Royalston is maybe the combination of those two. There’s definitely property for redevelopment, but there’s not a lot of stuff currently going on in the area.

You can see the closest I got to a panorama of the area in the photo above. This is looking south, essentially at the intersection with Olson Memorial Highway with Royalston Avenue running away from us in the center of the photo. On the right is a large, empty commercial building, that for some reason I think might have been part of Target’s distribution system at some point (i.e., I think I saw a Target sign on it at some point). On the left is Sharing and Caring Hands.

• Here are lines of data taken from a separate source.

PR #62, opened 2016-12-28
Jpeg decoder refactor & code cleanup

antonfirsov:
### Jpeg decoder refactor & code cleanup
- ~~I opened this PR to start the discussion & the reviewing process about the stuff that's not xmldoc/StyleCop specific~~
- ~~Part of the documentation is missing, the PR is failing the StyleCop verifications, I will continously work fixing it~~
**UPDATE:** all verifications pass now

### Major changes
- The SOS decoder logic is moved to [JpegScanDecoder](https://github.com/antonfirsov/ImageSharp/blob/jpeg-optimizations/src/ImageSharp/Formats/Jpg/Components/Decoder/JpegScanDecoder.cs)
  - [**See the docs!!!**](https://github.com/antonfirsov/ImageSharp/blob/jpeg-optimizations/src/ImageSharp/Formats/Jpg/Components/Decoder/JpegScanDecoder.md)
- The `GrayscaleImage` class has been refactored into `JpegPixelArea` and used everywhere to represent pixel regions of jpeg channels

### Performance
It was not the goal this time, but there are some improvements!
**Before:**
```
                                Method |            Mode |        Mean |    StdDev | Scaled | Scaled-StdDev |     Gen 0 |     Gen 1 |     Gen 2 | Allocated |
-------------------------------------- |---------------- |------------ |---------- |------- |-------------- |---------- |---------- |---------- |---------- |
     'DecodeJpegMultiple - ImageSharp' |             All | 322.3783 ms | 0.2442 ms |   2.80 |          0.01 | 4575.0000 | 4304.1667 | 4212.5000 |     64 MB |
 'DecodeJpegMultiple - System.Drawing' |             All | 115.1111 ms | 0.5644 ms |   1.00 |          0.00 | 1137.5000 |         - |         - |    5.4 MB |
     'DecodeJpegMultiple - ImageSharp' | LargeImagesOnly | 244.6698 ms | 0.5438 ms |   3.34 |          0.02 | 2241.6667 | 2179.1667 | 2179.1667 |  37.46 MB |
 'DecodeJpegMultiple - System.Drawing' | LargeImagesOnly |  73.1888 ms | 0.3579 ms |   1.00 |          0.00 |  950.0000 |         - |         - |   4.91 MB |
     'DecodeJpegMultiple - ImageSharp' | SmallImagesOnly |  77.6312 ms | 0.2488 ms |   1.85 |          0.03 | 1600.0000 | 1383.3333 | 1308.3333 |  26.51 MB |
 'DecodeJpegMultiple - System.Drawing' | SmallImagesOnly |  41.9075 ms | 0.6030 ms |   1.00 |          0.00 |         - |         - |         - | 489.48 kB |
```

**After:**
```
                                Method |            Mode |        Mean |    StdDev | Scaled | Scaled-StdDev |     Gen 0 |     Gen 1 |     Gen 2 | Allocated |
-------------------------------------- |---------------- |------------ |---------- |------- |-------------- |---------- |---------- |---------- |---------- |
     'DecodeJpegMultiple - ImageSharp' |             All | 315.6664 ms | 1.1802 ms |   2.69 |          0.04 | 1391.6667 | 1329.1667 | 1329.1667 |  52.12 MB |
 'DecodeJpegMultiple - System.Drawing' |             All | 117.3956 ms | 1.8571 ms |   1.00 |          0.00 | 1104.1667 |         - |         - |    5.4 MB |
     'DecodeJpegMultiple - ImageSharp' | LargeImagesOnly | 229.6526 ms | 1.6377 ms |   3.07 |          0.05 |         - |         - |         - |  28.32 MB |
 'DecodeJpegMultiple - System.Drawing' | LargeImagesOnly |  74.9007 ms | 1.0952 ms |   1.00 |          0.00 |  950.0000 |         - |         - |   4.91 MB |
     'DecodeJpegMultiple - ImageSharp' | SmallImagesOnly |  79.3212 ms | 0.2285 ms |   1.90 |          0.02 |  729.1667 |  729.1667 |  729.1667 |  23.78 MB |
 'DecodeJpegMultiple - System.Drawing' | SmallImagesOnly |  41.8073 ms | 0.5584 ms |   1.00 |          0.00 |         - |         - |         - | 489.48 kB |
```


src/ImageSharp/Formats/Jpg/Components/Decoder/YCbCrImage.cs
```diff
@@ -2,41 +2,51 @@
...
+    using System;
+    using System.Buffers;
+
     /// <summary>
     /// Represents an image made up of three color components (luminance, blue chroma, red chroma)
     /// </summary>
-    internal class YCbCrImage
+    internal class YCbCrImage : IDisposable
     {
+        // Complex value type field + mutable + available to other classes = the field MUST NOT be private :P
```
olivif: You can make it a property, I think that's what it wants :)

src/ImageSharp/Formats/Jpg/JpegDecoderCore.cs
```diff
@@ -18,237 +17,154 @@ namespace ImageSharp.Formats
...
         /// </summary>
-        private Bits bits;
+        private JpegPixelArea blackImage;
 
         /// <summary>
-        /// The image width
+        /// A grayscale image to decode to.
         /// </summary>
-        private int imageWidth;
+        private JpegPixelArea grayImage;
```
JimBobSquarePants: This is interesting. Some neat refactoring undoing the existing mess!

src/ImageSharp/Formats/Jpg/JpegDecoderCore.cs
```diff
@@ -18,237 +17,154 @@ namespace ImageSharp.Formats
...
-        private byte[] blackPixels;
+        public JpegDecoderCore()
+        {
+            this.HuffmanTrees = HuffmanTree.CreateHuffmanTrees();
+            this.QuantizationTables = new Block8x8F[MaxTq + 1];
+            this.Temp = new byte[2 * Block8x8F.ScalarCount];
+            this.ComponentArray = new Component[MaxComponents];
+            this.ProgCoeffs = new Block8x8F[MaxComponents][];
+            this.Bits = default(Bits);
+            this.Bytes = Bytes.Create();
```
JimBobSquarePants: Lazy loading of the Bytes.Buffer?

src/ImageSharp/Formats/Jpg/JpegDecoderCore.cs
```diff
@@ -18,237 +17,154 @@ namespace ImageSharp.Formats
...
         /// <summary>
-        /// The array of keyline pixels in a CMYK image
+        /// Initializes a new instance of the <see cref="JpegDecoderCore" /> class.
         /// </summary>
-        private byte[] blackPixels;
+        public JpegDecoderCore()
+        {
+            this.HuffmanTrees = HuffmanTree.CreateHuffmanTrees();
+            this.QuantizationTables = new Block8x8F[MaxTq + 1];
+            this.Temp = new byte[2 * Block8x8F.ScalarCount];
```
JimBobSquarePants: That's only 128 bytes. Should we just use the ArrayPool?

src/ImageSharp/Formats/Jpg/JpegDecoderCore.cs
```diff
@@ -1337,902 +766,688 @@ private void ConvertFromYCbCr<TColor>(int width, int height, Image<TColor> image
...
-            int bx, by, blockCount = 0;
-
-            Block8x8F b = default(Block8x8F);
-            Block8x8F temp1 = default(Block8x8F);
-            Block8x8F temp2 = default(Block8x8F);
-
-            UnzigData unzig = UnzigData.Create();
-
-            int* unzigPtr = unzig.Data;
+            this.ReadFull(this.Temp, 0, 2);
```
JimBobSquarePants: The `remaining` parameter is only used for precondition checks. Really this line should be. `this.ReadFull(this.Temp, 0, remaining); `

src/ImageSharp/Formats/Jpg/Components/Decoder/JpegScanDecoder.cs
```diff
@@ -0,0 +1,755 @@
...
+{
+    using System;
+    using System.Runtime.CompilerServices;
+    using System.Runtime.InteropServices;
+
+    /// <summary>
+    /// Encapsulates the impementation of Jpeg SOS decoder.
+    /// See JpegScanDecoder.md!
+    /// </summary>
+    internal unsafe struct JpegScanDecoder
```
JimBobSquarePants: Nice work!!

src/ImageSharp/Formats/Jpg/JpegDecoderCore.cs
```diff
@@ -2243,18 +1458,10 @@ internal class MissingFF00Exception : Exception
...
-        /// Thrown when the decoder encounters an EOF marker without a proceeding EOI (End Of Image) marker
-        /// </summary>
-        internal class EOFException : Exception
-        {
-        }
-
-        /// <summary>
         /// The short huffman data exception.
         /// </summary>
         private class ShortHuffmanDataException : Exception
```
JimBobSquarePants: This doesn't seem to be in use any more.

JimBobSquarePants:
@antonfirsov What's the biggest cause of the allocations? We seem to be using huge amounts of memory compared to System.Drawing.

antonfirsov:
@JimBobSquarePants 
> What's the biggest cause of the allocations? 
`ImageBase<T>.pixelBuffer` not beiing pooled. Nothing, but `Image : IDisposable` can save us. :disappointed:

antonfirsov:
@JimBobSquarePants @olivif The explanation for the public field stuff:
https://gist.github.com/antonfirsov/ea30e8c68bca20308a97c469929d51bf

Here is my rule!

Precondigions:
- Having a mutable S struct (perf critical code)
- Having a struct as member in an other type B
- The struct member must be accessed yet another type C

Implication:
- The struct **must not be** exposed through a property, need a public member instead!

The only clean & safe alternative to this rule is to not have mutable structs :P 
C#7 `ref` returns can can help on this.

JimBobSquarePants:
Ah you've got me there! No worries.

>ImageBase<T>.pixelBuffer not beiing pooled. Nothing, but Image : IDisposable can save us. 😞

Really? I'm not seeing this with the other formats. I'm assuming it is due to the benchmark running on multiple images?

antonfirsov:
I did benchmarking with dotTrace memory profiler a few weeks ago, everything was pointing towards ImageBase.pixelBuffer.

> I'm assuming it is due to the benchmark running on multiple images?

large images + multiple images = real life scenario. All the other benchmarks are liers! :D

Large images also bring in the LOH fragmentation issue :cry:

src/ImageSharp/Formats/Jpg/JpegDecoderCore.cs
antonfirsov: I like explicit things better, when possible. Lazy loads are for the case, where you don't want to think about lifecycle, letting it "just happen" :smile:

src/ImageSharp/Formats/Jpg/JpegDecoderCore.cs
antonfirsov: It really doesn't matter with the frequency `JpegDecoderCore` instances are created. Actually this should be an on-stack buffer in the future. Don't want to early-optimize this now.

src/ImageSharp/Formats/Jpg/JpegDecoderCore.cs
antonfirsov: Kill 'Em All!

JimBobSquarePants:
I'll merge this now then continue our conversation. 

>Large images also bring in the LOH fragmentation issue 😢
You're gonna get LOH framentation with image processing anyway you cut it since you need to pin the array for processing. 

`IDisposable` could be a possibility but it introduces a lot of complexity throughout the API. For example, creating and assigning new `TColor` arrays to images like in `Crop`. We'd have to rent the array from within the processor but return it when the image is disposed. That feels spaghetti to me.

antonfirsov:
But it's our internal code! We are hardcore crazy people, we can manage it! :laughing: 

In my opinion the only tradoff exist between: keeping the public API as simple as possible --VS--maximizing performance.

JimBobSquarePants:
That's the argument in a nutshell. `IDisposable` isn't difficult (or certainly shouldn't be) but I've seen it misused so many times it bothers me. (Why ImageProcessor exists essentially). 

I may have  a play around with a branch to see what I come up with.

antonfirsov:
- How about an optional `PooledImage<TColor> : IDisposable`?
- Or an optional `ArrayPool<TColor>` parameter?
- Or `ImageBase<TColor> : IDisposable` with a finalizer that helps out noob users 90% of the time?

antonfirsov:
Or an
```
interface IPooledImageFactory
{
    Image<TColor> Create<TColor>( .... ); // x N-constructors
    void Release(IImage<TColor> image);
}
```

JimBobSquarePants:
I think `IDisposable` would be the last complicated approach. I'll try to have a look at that today.

>ImageSharp arrays are not always pinned. Only when you Lock()them for a PixelAccessor.

Yeah but you should pin a large array if you are doing unsafe manip. I can't think of a better way to do what we are doing just now.

PR #63, opened 2016-12-29
Fixing equality. Fixing almost equality. Adding tests. 

olivif:
One note on the bug fix for almost equality, without an inclusive <= precision there was an odd case where precision is 0f, and the objects are equal, but not almost equal :smile:


src/ImageSharp/Colors/Spaces/CieLab.cs
```diff
@@ -161,17 +161,17 @@ public override bool Equals(object obj)
         /// <inheritdoc/>
         public bool Equals(CieLab other)
         {
-            return this.AlmostEquals(other, Constants.Epsilon);
+            return this.backingVector.Equals(other.backingVector);
```
dlemstra: Are you sure this change is correct? Maybe @JimBobSquarePants can comment if the `AlmostEquals` was intended behavior?

JimBobSquarePants: Yeah happy to change this. As @antonfirsov noted correctly [yesterday](https://github.com/JimBobSquarePants/ImageSharp/pull/60#issuecomment-269468011) `Equals` and `AlmostEquals` should really be separate. My original code was buggy.

JimBobSquarePants:
@olivif Good fix for `<=` Definitely a bug.

Issue #64, opened 2016-12-29
Split ImageSharp into multiple projects


tocsoft:
ImageSharp should be split into multiple projects so you only have to pay for what you need.

- **ImageSharp**
This would contain the Image classes, Colors, Primitives, Bootstrapper, IImageFormat interface, and other core functionality.
- **ImageSharp.Formats.Jpeg**
The jpeg decoder/encoder (registered via Bootstrapper)
- **ImageSharp.Formats.Png**
The png decoder/encoder (registered via Bootstrapper)
- **ImageSharp.Formats.Gif**
The gif decoder/encoder (registered via Bootstrapper)
- **ImageSharp.Formats.Bmp**
The bmp decoder/encoder (registered via Bootstrapper)
- **ImageSharp.Processing** 
Contains methods like Resize, Crop, Skew, Rotate - Anything that alters the dimensions of the image.
Contains methods like Gaussian Blur, Pixelate, Edge Detection - Anything that maintains the original image dimensions.
- **ImageSharp.Metadata**
EXIF, XMP and other classes for editing image metadata.
- **ImageSharp.Drawing**
Brushes and various drawing algorithms.
- **ImageSharp.Drawing.Text**
Various text drawing algorithms.

All packages will live in there own namespaces except the various formats that will share the `ImageSharp.Formats` namespace.

All extension methods targeting `Image<TColor>` will live in the global `ImageSharp` namespace no matter which project they belong to.

~All packages to be versioned and release together under a common version number thus if a change happens in `ImageSharp.Formats.Gif` then `ImageSharp.Drawing` version number will be bumped so that all packages from a single build will have a single common number.~ *This is likely to not be the case TBC*

origin discussion here: https://gitter.im/ImageSharp/General?at=584378420da034021b65da62

This is all open to discussion and this issue is here to permanently capture any decisions made around this. 

EDIT: Updated based on feedback.

dlemstra:
I wonder if we should always have them under the same version number. I think we only need to bump versions when something has changed in that area.

p.s. I wonder if we should split up the text drawing in a separate library but maybe we are taking a step to far then.

JimBobSquarePants:
>ImageSharp.Transforms
Contains methods like Resize, Crop, Skew, Rotate - Anything that alters the dimensions of the image.
ImageSharp.Effects
Contains methods like Gaussian Blur, Pixelate, Edge Detection - Anything that maintains the original image dimensions.

[...]

PR #65, opened 2016-12-29
Reducing allocations in color spaces. 

olivif:
Making some constants static to reduce the number of allocations.

### DIFF
--- a/src/ImageSharp/Colors/Spaces/Bgra32.cs
+++ b/src/ImageSharp/Colors/Spaces/Bgra32.cs
@@ -20,6 +20,16 @@ namespace ImageSharp.Colors.Spaces
         public static readonly Bgra32 Empty = default(Bgra32);
 
         /// <summary>
+        /// Min range used for clamping
+        /// </summary>
+        private static readonly Vector4 VectorMin = Vector4.Zero;
+
+        /// <summary>
+        /// Max range used for clamping
+        /// </summary>
+        private static readonly Vector4 VectorMax = new Vector4(255);
+
+        /// <summary>
         /// The backing vector for SIMD support.
         /// </summary>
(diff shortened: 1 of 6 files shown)


antonfirsov:
@olivif these constants seem to be quite common, I'm using them same ones in Jpeg across multiple classes. Don't we need a common place for them in `ImageSharp/Numerics` or `ImageSharp/Colors`? @dlemstra @JimBobSquarePants @tocsoft Your thoughts?

tocsoft:
Most of these constants seem to be to be very specific to the particular color space they are declared in, I would probably leave these where they are. 

I think the only ones that make me stop and question is the `VectorX.Zero` ones but at the same time I can see it makes the code more readable and consistent across color spaces so I would be inclined to let them pass.

olivif:
Yes, I considered moving them out but I had the same thought as @tocsoft, they are very specific to the class.

antonfirsov:
Ok, actually only `new Vector4(255)` seems to be super-common, maybe it doesn't worth to create a utility class only for this.

PS:
@olivif this change does not reduce number of allocations, because `Vector4` is a value type. The code looks definitely better, but I'm not sure about the effects on performance, they can be even negative! It could be tested by inlining the constants in [DCT.cs](https://github.com/JimBobSquarePants/ImageSharp/blob/master/src/ImageSharp/Formats/Jpg/Components/DCT.cs).

JimBobSquarePants:
What's the current opinion on this? I'll need to be merged before #64

antonfirsov:
I just wanted to clear some misunderstandings. The code is definitely better, I think we should merge it now!

olivif:
thanks for merging guys! you are right on the allocations @antonfirsov, forgot Vector3/4 are structs 😄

Here’s a map of the area, with the rough location of the proposed station as a not-necessarily-accurately-placed red box:

Royalston map

Royalston map

The first thing I want to note is that little blue box with the picture of the train just a bit to the right there. The one right above the diamond-shaped green of Target Field. That’s the Target Field Station. The fancy one that just opened with some pomp and circumstance. It connects the North Star line to the Blue and Green LRT lines that will soon use the station as their western terminus. Do you see how close it is to the proposed Royalston Station? SWLRT is essentially supposed to leave the Target Field Station, hang a left and stop again, maybe two blocks as the crow flies between stops.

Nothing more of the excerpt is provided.